PR #2082, opened 2026-03-12
fix(tui): wordWrapLine overflow with wide chars at wrap boundary

haoqixu:
`wordWrapLine` could produce chunks exceeding `maxWdith` when a wide char (e.g. CJK) appeared right after a word boundary wrap. This caused the editor to crash.

This PR fixes it by checking if backtracking to the last wrap opportunity would actually help before doing it - if the remaining width still overflows, force break instead.

### DIFF
--- a/packages/tui/src/components/editor.ts
+++ b/packages/tui/src/components/editor.ts
@@ -58,13 +58,18 @@ export function wordWrapLine(line: string, maxWidth: number): TextChunk[] {
 
 		// Overflow check before advancing.
 		if (currentWidth + gWidth > maxWidth) {
-			if (wrapOppIndex >= 0) {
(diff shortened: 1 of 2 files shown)


haoqixu:
Repro:

1. run `python3 -c 'import os; ncols = os.get_terminal_size().columns; print(" "+"a"*(ncols-2)+" 你")'` in the terminal.
2. paste the output into pi's editor.

Before:

https://github.com/user-attachments/assets/c6245e2a-2b8a-4525-8ce1-c9e0796ac201

After:

https://github.com/user-attachments/assets/4c30e272-c8bf-456e-9c5a-7b799f3e658d

badlogic:
cheers!

PR #2103, opened 2026-03-13
fix(tui): handle narrow terminal width in editor scroll indicator

haoqixu:
This PR truncates the scroll indicator instead of crashing when the terminal is too narrow.

before:

https://github.com/user-attachments/assets/5ab16109-9f8d-4d1f-a13d-c939cc11bf4f

after:

https://github.com/user-attachments/assets/b7bbbc95-242d-4a19-a0f8-d1f8b415bb01


badlogic:
tha ks!

PR #2105, opened 2026-03-13
fix(coding-agent): Fix EXIF orientation for JPEG and WebP images

melihmucuk:
Images from phone cameras often have EXIF orientation tags that indicate how the image should be rotated/flipped for correct display. We weren't reading these tags during image conversion and resizing, so photos would show up rotated or mirrored.

This adds EXIF orientation correction for JPEG and WebP (the two formats that carry EXIF orientation in practice) to both convertToPng and resizeImage. PNG and other formats don't carry EXIF orientation, so they're unaffected.


badlogic:
cheers

PR #121, opened 2023-06-27
add Dan Winship as an owner

### LINKED ISSUE #118: Add Dan Winship as a network-policy-api approver
@danwinship Has been extremely active within this community since the very beginning when we first implemented the API following KEP completion.  We also recently went from 3 down to 2 maintainers and are feeling the strain of this transition. Due to this it makes perfect sense to have him become a maintainer here.  I'm opening this issue to allow any contributors to voice any concerns or give their +1's.

astoycos:
Fixes #118

### DIFF
--- a/OWNERS
+++ b/OWNERS
@@ -3,3 +3,4 @@
 approvers:
   - astoycos
   - Dyanngg
+  - danwinship


aojea:
+1
😄

Issue #122, opened 2023-07-10
[ENHANCEMENT] Improve Tenancy API


npinaeva:
**Is your enhancement request related to a problem? Please describe.**
Existing [API](https://github.com/kubernetes-sigs/network-policy-api/blob/429a9e6ae89d411f89d5a16aba38a5d920c969ee/apis/v1alpha1/shared_types.go#L127-L143) implementing [tenancy use case](https://network-policy-api.sigs.k8s.io/user-stories/#story-4-create-and-isolate-multiple-tenants-in-a-cluster) allows a wide set of configs, some of them may be more confusing than useful. One example is the relationships between subject and tenancy https://docs.google.com/presentation/d/1TbWWaDgd2O-nXwNdlNmLXng1aQQ2i5cG/edit#slide=id.p7

**Describe the solution you'd like**
I would like to create a very simple API that covers required use cases, but is less powerful/confusing.

**Describe alternatives you've considered**
[A clear and concise description of any alternative solutions or features you've considered.](https://docs.google.com/document/d/113xBe7VMK7hMYdIdB9gobp7JwVkWQLnqdMPNkamfaK8/edit)

PR #123, opened 2023-07-11
Create NPEP-122 for Tenancy API update.

npinaeva:
Change Tenancy implementation from SameLabels/NotSameLabels ANP peers to a separate object
that will define Tenancy considering subject and peers are related.

Tracking issue https://github.com/kubernetes-sigs/network-policy-api/issues/122

### DIFF
--- a/npeps/npep-122.md
+++ b/npeps/npep-122.md
@@ -1,0 +1,191 @@
+# NPEP-122: Tenancy API
+
+* Issue: [#122](https://github.com/kubernetes-sigs/network-policy-api/issues/122)
+* Status: Provisional
+
+## TLDR
+
+Tenancy definition and the API (SameLabels/NotSameLabels) is confusing and ambiguous as of now. 
+We want to rethink the tenancy use cases and the API to keep it simple and easy to understand, but
+flexible enough to cover all defined use cases.
+
+## Goals
+
+- Clarify tenancy use cases.
+- Provide a complete definition of a tenant in respect to ANP.
+- Avoid unneeded tenancy configs that only exist because of ANP use cases.
+
+## Non-Goals
+
+- Define new use cases for tenancy (as opposed to clarify the ones we considered initially, but didn't explain well enough)
+- Define user stories for multiple tenancy policies in the same cluster.
+
+## Introduction
+
+The KEP doesn’t say a whole lot about tenants…
+
+From the Goals:
+
+    As a cluster administrator, I want to have the option to enforce in-cluster network level access controls that 
+    facilitate network multi-tenancy and strict network level isolation between multiple teams and tenants sharing 
+    a cluster via use of namespaces or groupings of namespaces per tenant.
+    
+    Example: I would like to define two tenants in my cluster, one composed of the pods in foo-ns-1 and foo-ns-2 
+    and the other with pods in bar-ns-1, where inter-tenant traffic is denied.
+
+From the User Stories:
+
+    Story 4: Create and Isolate multiple tenants in a cluster
+    
+    As a cluster admin, I want to build tenants in my cluster that are isolated from each other by default. 
+    Tenancy may be modeled as 1:1, where 1 tenant is mapped to a single Namespace, or 1:n, where a single tenant 
+    may own more than 1 Namespace.
+
+Elsewhere:
+
+    AdminNetworkPolicy Pass rules allows an admin to delegate security posture for certain traffic to the Namespace 
+    owners by overriding any lower precedence Allow or Deny rules. For example, intra-tenant traffic management can be 
+    delegated to tenant admins explicitly with the use of Pass rules.
+    
+So really, the only solidly-agreed-upon use case is that you should be able to create enforced isolation 
+between particular sets of namespaces.
+
+### Clarifying user stories
+
+#### Story 4.1: Create and Isolate multiple tenants in a cluster by default, overridable isolation
+
+Here is the existing tenancy related user story from our website:
+
+    As a cluster admin, I want to build tenants in my cluster that are isolated from each other by default. 
+    Tenancy may be modeled as 1:1, where 1 tenant is mapped to a single Namespace, or 1:n, where a single tenant 
+    may own more than 1 Namespace.
+
+The wording used here has led to much confusion. Specifically, the "by default" part actually means this policy should 
+be at the BANP priority, and solves the "Engineering org vs Marketing org" use case where you want to keep orgs 
+from accidentally interfering with each other. By default, cross-tenant traffic should be dropped. 
+However, namespace owners can override this behavior by applying their own policies as needed. 
+
+In reality, the CR attached to this story defines strict tenancy, which should be a separate use case (see next section).
+
+To make the use case more obvious we can add some details to it like the following
+
+    As a cluster admin, I want to build tenants for different departments (e.g. Engineering vs Marketing) 
+    in my cluster that are isolated from each other by default.
+    By default, cross-tenant traffic is dropped. However, namespace owners can override this behavior by applying 
+    their own policies as needed.
+    Tenancy may be modeled as 1:1, where 1 tenant is mapped to a single Namespace, or 1:n, where a single tenant 
+    may own more than 1 Namespace.
+
+#### Story 4.2: Create and Isolate multiple tenants in a cluster, strict isolation
+
+Strict tenancy is the "Coke vs Pepsi" sort of thing where you want each tenant to feel like it has its own cluster, 
+and be totally independent of the other tenants. We can write it down like this
+
+    As a cluster admin, I want to build tenants for different organizations (e.g. Coke vs Pepsi) 
+    in my cluster that are isolated from each other, where this isolation
+    can't be overridden by namespace owners. This policy should make every tenant completely independent and isolated 
+    from other tenants. Tenancy may be modeled as 1:1, where 1 tenant is mapped to a single Namespace, or 1:n, where a single tenant 
+    may own more than 1 Namespace.
+
+#### Story 4.3: Allow internal connections for tenants
+    
+    As a cluster admin, I want to build tenants in my cluster and always allow connections inside one tenant.
+    At the same time I want to setup an overridable deny-all policy to protect namespaces by default.
+    This policy should make sure internal connectivity for a tenant is always allowed, in case there are
+    lower-priority deny rules.
+
+#### Story 4.4: Tenants interaction with (B)ANP
+
+    As a cluster admin, I want to be able to setup policies with higher and lower priority than tenancy policy.
+    I want to deny inter-tenant connections, but I want to allow ingress traffic from the monitoring namespace
+    to all namespaces. Therefore, I need "allow from monitoring" rule to have higher priority than "deny from
+    other tenants".
+    I want to setup "deny all" BANP to protect cluster workloads, but I want to allow internal connections
+    within tenant. Therefore, I need "allow from same tenant" rule to have higher priority than "deny all" BANP.
+
+#### What I couldn't figure out user stories for
+
+- Skip action
+- Ports *[]AdminNetworkPolicyPort
+
+### Existing API
+
+AdminNetworkPolicy has the “SameLabels” and “NotSameLabels” fields to support the use cases involving tenancy. For example:
+
+**Use case**
+
+Traffic should be disallowed by default between namespaces owned by different users (defined by labels i.e `user=foo` or `user=bar`).
+
+**Policy**
+```
+kind: BaselineAdminNetworkPolicy
+apiVersion: policy.networking.k8s.io/v1alpha1
+metadata:
+  name: user-based-tenancy
+spec:
+  subject:
+    namespaces:
+      matchExpressions:
+        - key: user
+          operator: Exists
+  ingress:
+    - action: Deny
+      from:
+        - namespaces:
+            notSameLabels:
+              - user
+```
+
+**Meaning**
+
+In namespaces that have a “user” label, by default, deny ingress from namespaces that have a different “user” label.
+
+There are several major problems with this implementation of tenancy as it pertains to the user stories.
+
+First, There is no explicit definition of "tenancy" anywhere. The administrator has an idea of 
+"tenants are defined by the user label", but that's only true because this particular ANP happens to include that
+particular rule, and there's no way to find the ANP(s) that defines tenancy if you don't already know what they are.
+
+Second, the SameLabels/NotSameLabels selectors behave really differently from other peers, causing multiple underlying 
+rules to be created, and the syntax doesn't make that obvious.
+
+Third, the syntax is very general purpose / powerful. ANP has subjects and peers, which are different, 
+and currently Tenancy is defined on the peers side. Tenancy by itself has the same subject and peer, 
+at least for the existing use cases, and having separate selectors for subject and peer allows for more
+configurations than needed. 
+
+Fourth, the ANP subject allows using pod selectors, while tenancy use cases only need namespace selectors.
+
+## API
+
+TBD
+
+## Conformance Details
+
+TBD
+<!---
+(This section describes the names to be used for the feature or
+features in conformance tests and profiles.
+
+These should be `CamelCase` names that specify the feature as
+precisely as possible, and are particularly important for
+Extended features, since they may be surfaced to users.)
+-->
+
+## Alternatives
+
+Other alternatives were mentioned https://docs.google.com/document/d/113xBe7VMK7hMYdIdB9gobp7JwVkWQLnqdMPNkamfaK8/edit,
+but none of them cover all the Goals defined in this NPEP.
+
+There are 2 main problems with leaving Tenancy as a (B)ANP peer:
+1. tenancy is only based on namespace labels, but (B)ANP subject allows using pod selector too
+2. tenancy definition is less obvious, since it is a part of the peers list. Usually peer rules are the same for
+all (B)ANP subject pods, but for tenancy that is not true.
+3. There are actually more that 2 problems, mainly about allowing much more configurations for tenancy than we have
+user stories for, but it is covered in the previous sections :)
+
+Therefore, creating a new object seems like a more clear way to implement Tenancy.
+
+## References
+
+- https://docs.google.com/document/d/113xBe7VMK7hMYdIdB9gobp7JwVkWQLnqdMPNkamfaK8


npep/npep-122.md
```diff
@@ -0,0 +1,181 @@
...
+policy, it doesn’t really make it obvious that that’s what it’s doing.
+
+Second, the syntax is very general purpose / powerful. ANP has subjects and peers, which are different, 
+and currently Tenancy is defined on the peers side. Tenancy by itself has the same subject and peer, 
+at least for the existing use cases, and having separate selectors for subject and peer allows for more
+configurations than needed.
+
+## API
+
+We suggest to define a separate API for tenancy, as in the following example:
```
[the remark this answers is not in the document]
astoycos: (what you describe below are not new "high level" user stories

npep/npep-122.md
```diff
@@ -0,0 +1,181 @@
...
+
+```
+kind: AdminNetworkPolicyTenancy
+apiVersion: policy.networking.k8s.io/v1alpha1
+metadata:
+  name: user-based
+spec:
+  namespaceSelector:
```
astoycos, line 103: Maybe this would be `tenantSubject` or something? Although I don't really want to hash about API design just yet 🤣

npep/npep-122.md
```diff
@@ -0,0 +1,181 @@
...
+    matchExpression:
+      - key: system-namespace
+        operator: DoesNotExist
+      - key: user
+        operator: Exists
+  tenancyLabels:
```
astoycos, line 109: `tenancyDefinition` or just `definition` lol

astoycos (commented):
Still working through this but I've got the review mostly done.

npep/npep-122.md
```diff
@@ -0,0 +1,181 @@
...
+    > Example: say we define a tenancy based on `label1` and `label2`, and the following namespaces are selected by `spec.namespaceSelector`
+    > ```
+    > ns1{label1=A, label2=B, label3=C}
+    > ns2{label1=A, label2=B, label4=D}
+    > ns3{label1=_, label2=B}
+    > ns4{label1=_, label2=""}
+    > ns5{label1=_, label2=_}
+    > ns6{label1=A, label2=B}
+    > ```
+    > where `_` means the label is not set, and `""` means empty string value.
```
Dyanngg, line 135: We can touch upon naming later but I just what to point out that, this categorization of tenants is quite different than our original `sameLabels` proposal, where namespaces who do not have the tenancy label at all (as opposed to have an empty label) are not affected by the policy. 
When I read the `tenancyLabels` field, it is supposed to mean "namespaces that have the exact same values for these labels is considered a single tenant", but it does not and should not IMO imply that namespaces that are missing this label automatically form a tenant by themselves

npep/npep-122.md
```diff
@@ -0,0 +1,181 @@
...
+              - user
+```
+
+**Meaning**
+
+In namespaces that have a “user” label, by default, deny ingress from namespaces that have a different “user” label.
+
+There are two problems with this implementation of tenancy, relative to the user stories that it exists to support
+
+First, it never explicitly defines what a tenant is. Although the object correctly implements the desired tenancy
```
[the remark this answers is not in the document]
npinaeva: tried to rephrase that a bit

npep/npep-122.md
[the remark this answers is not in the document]
npinaeva: I actually thought we leave user stories (may need to decide if we need BANP-level tenancy though), but change how API implements them. That is also why this proposal has `Implementable` status, as I wasn't going to change user stories (but we can rework that of course, if you think that would be better)

npep/npep-122.md
npinaeva: Current design is supposed to be more explicit on which namespaces should be affected, and also allow different configurations. So if you don't want namespace without a "tenancy label" to be affected, you just add
`key: <tenancy label>, operator: Exists` to the `spec.namespaceSelector`. But at the same time if you do want to make a separate tenant for all namespaces without that label you leave empty selector.

Also I think `tenancyLabels` does exactly what you said: "namespaces that have the exact same values for these labels are considered a single tenant", because all namespaces with empty label will be one tenant, and all namespaces without a label (say they all have None value for it) will be one tenant. And you can easily avoid namespaces with unset labels as I pointed above.

danwinship: We could alternatively say that namespaces without all of the tenancyLabels are always excluded from the definition. IOW, `namespaceSelector` automatically implicitly includes `key: X, operator: Exists` for every label in `tenancyLabels`

npep/npep-122.md
```diff
@@ -0,0 +1,182 @@
...
+
+- third, define policy rules. This includes setting ports, action, and peer tenants. 
+For now, we only have `SameTenant` and `NotSameTenant` as a peer option.
+
+**Note** with the new tenancy definition there is no need to have `sameLabels` and `notSameLabels`, because
+these selectors will define the same tenants, but it is replaces with `SameTenant` and `NotSameTenant` for similar use cases.
+
+Existing API allows defining tenancy for BANP, we need to decide if the tenancy actually makes sense for that priority.
+BANP is overridable by the namespace owners, so the question is if there is a use case for a tenancy policy that can be
+overridden?
```
danwinship, line 154: There is. There are two kinds of "tenant" situation. One is the "Coke vs Pepsi" sort of thing where you want each tenant to feel like it has its own cluster, and be totally independent from the other tenants. In that case you want hard/non-overridable tenancy. But the other case is the "Engineering vs Marketing" or "OpenShift team vs RHEL team" sort of tenancy, where you want to keep people from _accidentally_ interfering with each other, but you want to allow them to communicate with each other if they want to. So for that you want isolated-by-default, but overridable.

(I think as multi-cluster becomes better supported, and things like HyperShift allow you to share resources between multiple clusters, there will be fewer people trying to do hard tenancy within a single cluster.)

npep/npep-122.md
npinaeva: We can do that, but I see 2 possible disadvantages to this:
- `namespaceSelector` doesn't fully define which namespaces will be selected, so we add an implicit label selector `key: X, operator: Exists` and it makes the API more confusing
- there is no way to set rules for namespaces with label unset: e.g. if I want to deny-from-not-same-tenant, I may want to deny from not only namespaces with different label value, but also from namespaces without a label, otherwise forgetting to set a label on a namespace may become a security hole, because it won't be affected by tenancy.

npep/npep-122.md
```diff
@@ -0,0 +1,182 @@
...
+  ingress:
+    - action: Deny
+      from:
+        - NotSameTenant
+```
+
+that will define a tenant as follows:
+- first, select namespaces that will be split into tenants, and have the defined policy applied. `spec.namespaceSelector`
+is used for this purpose. This also solves the problem we had for empty or unset labels: if tenancy is defined based on label `user`,
+and namespaces without this label should not be affected, `key: user, operator: Exists` selector can be used.
```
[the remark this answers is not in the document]
npinaeva: yeah those 2 steps work together, but here I meant that there is not implicit selector for namespaces (like all labels from tenancyLabels should exist), so all namespace selected here will be affected, and how they are split into tenants in the next step

npep/npep-122.md
npinaeva: I find these use cases very easy to understand, so I added user stories clarifications section

npep/npep-122.md
```diff
@@ -0,0 +1,215 @@
...
+at least for the existing use cases, and having separate selectors for subject and peer allows for more
+configurations than needed. Another point to this is the ANP subject allows using pod selectors, while tenancy
+use cases only need namespace selectors.
+
+## API
+
+We suggest to define a separate API Object for tenancy, as in the following example:
+
+```
+kind: AdminNetworkPolicyTenancy
```
astoycos, line 136:
```suggestion
kind: AdminNetworkPolicyTenant
```

npep/npep-122.md
```diff
@@ -0,0 +1,215 @@
...
+"tenants are defined by the user label", but that's only true because this particular ANP happens to include that
+particular rule, and there's no way to find the ANP(s) that defines tenancy if you don't already know what they are.
+
+Second, SameLabels/NotSameLabels behaves really differently from other peers, causing multiple underlying 
+rules to be created, and the syntax doesn't make that obvious.
+
+Third, the syntax is very general purpose / powerful. ANP has subjects and peers, which are different, 
+and currently Tenancy is defined on the peers side. Tenancy by itself has the same subject and peer, 
+at least for the existing use cases, and having separate selectors for subject and peer allows for more
+configurations than needed. Another point to this is the ANP subject allows using pod selectors, while tenancy
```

-------

EXERCISE AIM
Each line from the one holding "will define a" through the last line of the data is to be transcribed exactly, with nothing else added.

RESPONSE TO THIS EXERCISE
+that will define a tenant as follows:
+- first, select namespaces that will be split into tenants, and have the defined policy applied. `spec.namespaceSelector`
+is used for this purpose. This also solves the problem we had for empty or unset labels: if tenancy is defined based on label `user`,
+and namespaces without this label should not be affected, `key: user, operator: Exists` selector can be used.
```
[the remark this answers is not in the document]
npinaeva: yeah those 2 steps work together, but here I meant that there is not implicit selector for namespaces (like all labels from tenancyLabels should exist), so all namespace selected here will be affected, and how they are split into tenants in the next step

npep/npep-122.md
npinaeva: I find these use cases very easy to understand, so I added user stories clarifications section

npep/npep-122.md
```diff
@@ -0,0 +1,215 @@
...
+at least for the existing use cases, and having separate selectors for subject and peer allows for more
+configurations than needed. Another point to this is the ANP subject allows using pod selectors, while tenancy
+use cases only need namespace selectors.
+
+## API
+
+We suggest to define a separate API Object for tenancy, as in the following example:
+
+```
+kind: AdminNetworkPolicyTenancy
```
astoycos, line 136:
```suggestion
kind: AdminNetworkPolicyTenant
```

npep/npep-122.md
```diff
@@ -0,0 +1,215 @@
...
+"tenants are defined by the user label", but that's only true because this particular ANP happens to include that
+particular rule, and there's no way to find the ANP(s) that defines tenancy if you don't already know what they are.
+
+Second, SameLabels/NotSameLabels behaves really differently from other peers, causing multiple underlying 
+rules to be created, and the syntax doesn't make that obvious.
+
+Third, the syntax is very general purpose / powerful. ANP has subjects and peers, which are different, 
+and currently Tenancy is defined on the peers side. Tenancy by itself has the same subject and peer, 
+at least for the existing use cases, and having separate selectors for subject and peer allows for more
+configurations than needed. Another point to this is the ANP subject allows using pod selectors, while tenancy
```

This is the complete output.